*Work to be completed*.
Nothing but the lines from the start of the entries through the line containing "Full report (JSON)" should appear in the answer, each given exactly.

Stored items

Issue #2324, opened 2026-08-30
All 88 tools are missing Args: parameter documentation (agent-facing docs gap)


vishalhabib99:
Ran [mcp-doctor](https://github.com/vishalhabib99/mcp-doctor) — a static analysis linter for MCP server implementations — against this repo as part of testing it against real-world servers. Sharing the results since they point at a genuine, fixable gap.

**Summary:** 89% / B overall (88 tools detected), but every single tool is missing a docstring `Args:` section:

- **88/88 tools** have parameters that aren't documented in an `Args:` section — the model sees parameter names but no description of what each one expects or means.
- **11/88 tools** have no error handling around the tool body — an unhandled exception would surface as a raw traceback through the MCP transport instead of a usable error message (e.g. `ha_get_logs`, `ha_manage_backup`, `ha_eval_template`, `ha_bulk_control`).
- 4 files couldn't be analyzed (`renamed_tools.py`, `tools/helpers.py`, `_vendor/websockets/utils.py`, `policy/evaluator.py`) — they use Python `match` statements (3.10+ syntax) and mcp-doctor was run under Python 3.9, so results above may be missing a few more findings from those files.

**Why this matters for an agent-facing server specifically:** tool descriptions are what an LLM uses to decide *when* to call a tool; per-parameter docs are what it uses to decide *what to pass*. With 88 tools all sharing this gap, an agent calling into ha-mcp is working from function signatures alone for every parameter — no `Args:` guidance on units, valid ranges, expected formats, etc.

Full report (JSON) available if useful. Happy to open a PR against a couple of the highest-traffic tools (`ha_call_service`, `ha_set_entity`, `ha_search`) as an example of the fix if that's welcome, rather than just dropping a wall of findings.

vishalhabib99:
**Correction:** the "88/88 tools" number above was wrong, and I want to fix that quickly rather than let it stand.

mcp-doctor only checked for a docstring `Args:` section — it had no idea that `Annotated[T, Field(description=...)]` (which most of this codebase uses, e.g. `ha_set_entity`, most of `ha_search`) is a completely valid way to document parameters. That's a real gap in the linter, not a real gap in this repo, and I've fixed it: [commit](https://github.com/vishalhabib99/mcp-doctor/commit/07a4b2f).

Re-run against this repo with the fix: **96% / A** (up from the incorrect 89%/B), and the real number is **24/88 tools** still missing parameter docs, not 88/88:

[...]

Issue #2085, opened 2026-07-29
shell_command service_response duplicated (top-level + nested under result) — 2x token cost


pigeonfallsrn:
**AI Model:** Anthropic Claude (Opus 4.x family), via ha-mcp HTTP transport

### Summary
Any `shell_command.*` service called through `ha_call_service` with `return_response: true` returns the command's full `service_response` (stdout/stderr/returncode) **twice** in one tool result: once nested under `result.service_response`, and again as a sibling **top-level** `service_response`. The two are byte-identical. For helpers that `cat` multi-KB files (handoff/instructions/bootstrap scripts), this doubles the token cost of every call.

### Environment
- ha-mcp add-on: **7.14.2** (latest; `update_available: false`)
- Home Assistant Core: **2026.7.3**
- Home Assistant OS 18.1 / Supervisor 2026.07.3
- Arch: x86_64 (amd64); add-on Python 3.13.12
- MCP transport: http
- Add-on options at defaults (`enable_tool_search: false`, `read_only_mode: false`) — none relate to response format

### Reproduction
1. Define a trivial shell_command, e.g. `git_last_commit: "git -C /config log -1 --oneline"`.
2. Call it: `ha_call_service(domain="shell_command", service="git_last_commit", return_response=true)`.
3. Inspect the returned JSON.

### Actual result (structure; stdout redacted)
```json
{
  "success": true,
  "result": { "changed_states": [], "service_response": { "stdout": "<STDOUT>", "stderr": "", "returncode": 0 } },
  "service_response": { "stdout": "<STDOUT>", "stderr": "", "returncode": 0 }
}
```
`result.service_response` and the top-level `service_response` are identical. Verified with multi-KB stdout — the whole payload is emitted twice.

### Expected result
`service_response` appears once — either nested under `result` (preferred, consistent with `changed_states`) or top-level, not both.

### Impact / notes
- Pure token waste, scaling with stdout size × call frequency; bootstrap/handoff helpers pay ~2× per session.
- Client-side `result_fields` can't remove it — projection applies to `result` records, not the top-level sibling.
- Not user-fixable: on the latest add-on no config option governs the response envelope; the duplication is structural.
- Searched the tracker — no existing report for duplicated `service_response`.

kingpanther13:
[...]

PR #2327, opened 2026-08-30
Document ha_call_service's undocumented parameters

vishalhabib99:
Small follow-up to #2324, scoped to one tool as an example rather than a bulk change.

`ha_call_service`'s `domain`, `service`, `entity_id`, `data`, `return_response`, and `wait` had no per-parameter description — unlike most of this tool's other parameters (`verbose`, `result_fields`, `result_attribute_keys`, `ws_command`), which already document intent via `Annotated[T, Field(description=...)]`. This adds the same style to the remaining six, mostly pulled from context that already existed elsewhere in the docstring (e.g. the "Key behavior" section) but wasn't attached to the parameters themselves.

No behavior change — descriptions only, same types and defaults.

*Answer below*.
Issue #2324, opened 2026-08-30
All 88 tools are missing Args: parameter documentation (agent-facing docs gap)


vishalhabib99:
Ran [mcp-doctor](https://github.com/vishalhabib99/mcp-doctor) — a static analysis linter for MCP server implementations — against this repo as part of testing it against real-world servers. Sharing the results since they point at a genuine, fixable gap.

**Summary:** 89% / B overall (88 tools detected), but every single tool is missing a docstring `Args:` section:

- **88/88 tools** have parameters that aren't documented in an `Args:` section — the model sees parameter names but no description of what each one expects or means.
- **11/88 tools** have no error handling around the tool body — an unhandled exception would surface as a raw traceback through the MCP transport instead of a usable error message (e.g. `ha_get_logs`, `ha_manage_backup`, `ha_eval_template`, `ha_bulk_control`).
- 4 files couldn't be analyzed (`renamed_tools.py`, `tools/helpers.py`, `_vendor/websockets/utils.py`, `policy/evaluator.py`) — they use Python `match` statements (3.10+ syntax) and mcp-doctor was run under Python 3.9, so results above may be missing a few more findings from those files.

**Why this matters for an agent-facing server specifically:** tool descriptions are what an LLM uses to decide *when* to call a tool; per-parameter docs are what it uses to decide *what to pass*. With 88 tools all sharing this gap, an agent calling into ha-mcp is working from function signatures alone for every parameter — no `Args:` guidance on units, valid ranges, expected formats, etc.

Full report (JSON) available if useful. Happy to open a PR against a couple of the highest-traffic tools (`ha_call_service`, `ha_set_entity`, `ha_search`) as an example of the fix if that's welcome, rather than just dropping a wall of findings.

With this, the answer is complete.